Net cash provided by operating activities is a function of the amount of oil and natural gas that we produce, the prices that we receive from the sale of oil and natural gas, which are inherently volatile and unpredictable, gains or losses related to the settlement of our derivative contracts, operating costs and our cost of capital. Our asset base, as with other extractive industries, is a depleting one in which each barrel of oil or Mcf of natural gas produced must be replaced or our ability to generate cash flow, and thus sustain our exploration and development activities, will diminish.
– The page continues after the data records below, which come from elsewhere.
PR #5018, opened 2020-11-25
X32 tests: fail on dtype warnings

jakevdp:
Any code in JAX that requests an unavailable dtype results in a warning. For example, in X32 mode:
```python
>>> import jax.numpy as jnp
>>> jnp.arange(10, dtype='float64')                                                                             
/Users/vanderplas/github/google/jax/jax/_src/numpy/lax_numpy.py:2744: UserWarning: Explicitly requested dtype float64 requested in arange is not available, and will be truncated to dtype float32. To enable more dtypes, set the jax_enable_x64 configuration option or the JAX_ENABLE_X64 shell environment variable. See https://github.com/google/jax#current-gotchas for more.
DeviceArray([0., 1., 2., 3., 4., 5., 6., 7., 8., 9.], dtype=float32)
```
Currently, there are many places in the jax internals that generate this warning, which is not a great experience for users and contributes to warning fatigue. This issue is not caught because currently, our tests explicitly ignore these warnings.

For the first nine months of 2008, cash flow provided by operating activities was in line with the comparable period last year. Our net income for the first nine months 2008 was higher than the comparable period last year primarily because of higher realized prices and higher unrealized hedging gains. These items were partially offset by a decrease in our production volumes. Our non-cash items decreased due to the $6.5 million impairment charge taken in 2007 and an $8.8 million decrease in depletion expense in 2008. These decreases were slightly offset by a $6.0 million increase in deferred income taxes. Changes in working capital were higher in 2008 as we experienced a $21.4 million increase in accounts payable from the third quarter 2007 to the third quarter 2008, while accounts receivable and other current assets only increased $14.2 million and $3.3 million respectively over the same time period.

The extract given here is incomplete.